Alles in allem war die England Reise sowohl kulturell als auch vinyltechnisch eine Bereicherung. Der Besuch der alten Herrenhäuser, des Blenheim Palace (Geburtsort von Winston Churchill) oder auch der Quarry Bank Mill, einer alten Baumwollweberei, in der mehr oder weniger der Kapitalismus erfunden wurde, sehr beeindruckend. Leider haben wir selten so einen so augenscheinlichen Diskrepanz zwischen Arm und Reich gesehen und erlebt. Heruntergekommene marode Arbeitersiedlungen, in einer Reihe mit leerstehenden Ladenlokalen und Billigshops. Ein Viertel weiter bürgerliche, viktorianische Häuserzeilen, schick und gepflegt. Die Schere zwischen Arm und Reich geht in UK immer weiter auseinander, und der Satus Quo der Menschen ist eindeutig an der Kleidung und dem Zustand der Zähne abzulesen.
Cheers and Greetings, yours sincerily
Mrs. Cave and the Oberbilker
[1] Auch Mrs. Cave hat an der Royal School of Needlework die Nadel fliegen lassen und in very, very british athmosphere gestickt.
[2] Dischord Records wird von Minor Threat Sänger Ian MacKaye betrieben, welcher wiederum auch Sänger bei Fugazi und vielen andern anderen Bands war und ist.

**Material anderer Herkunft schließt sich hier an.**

PR #402, opened 2017-05-01
Set nodedir and loglevel env vars

gibfahn:
```
lib: pass npm_config_nodedir as an env var

We currently pass --nodedir as an argument to `npm install`. However
this doesn't work for modules like bcrypt whose `npm test` script starts
with an `npm install`. Set the environment variable instead.
```
Fixes: #401

```
lib: set npm_config_loglevel to the passed arg

Set the env var to the argument passed in, and rely on that rather than
passing parameters to npm (as env vars are passed down to spawned shells).
```

##### Checklist

- [x] `npm test` passes
- [x] tests are included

[3] Minderjährigen Konzertbesuchen wurde Anfang der 80ger Jahre in LA ein X auf den Handrücken gemalt, damit diesen kein Alkohol ausgeschenkt wurde. Der grassierende Alkohol- und Drogenkonsum veranlasste immer mehr Jugendliche deswegen freiwillig auf Rauschmittel und Tabak zu verzichten und das X wurde von ihnen adaptiert. Zum Thema Straight Edge und den Ausweitungen innerhalb der Musikszene, im Guten wie Schlechten, könnten wir einen eigenen Artikel schreiben.
[4] Vampierfilm aus den 80gern mit Kiefer Sutherland
[5] MAXMSP-Software ist eine graphische Integrierte Entwicklungsumgebung für Musik und Multimedia von Cycling ‚74 (Ableton), die für Echtzeitprozesse ausgelegt ist. (Jetzt sind wir alle schlauer (-.)
[6] Das unter besonderem nationalen Schutz stehende Knole House beherbergt in seiner weitläufigen Anlage 365 Zimmer wie das Jahr Tage, 52 Treppen wie das Jahr Wochen und sieben Höfe wie die Woche Tage hat und ist damit ein sogenanntes „Kalenderhaus“. Es inspirierte Virginia Woolf zu ihrem Roman „Orlando“.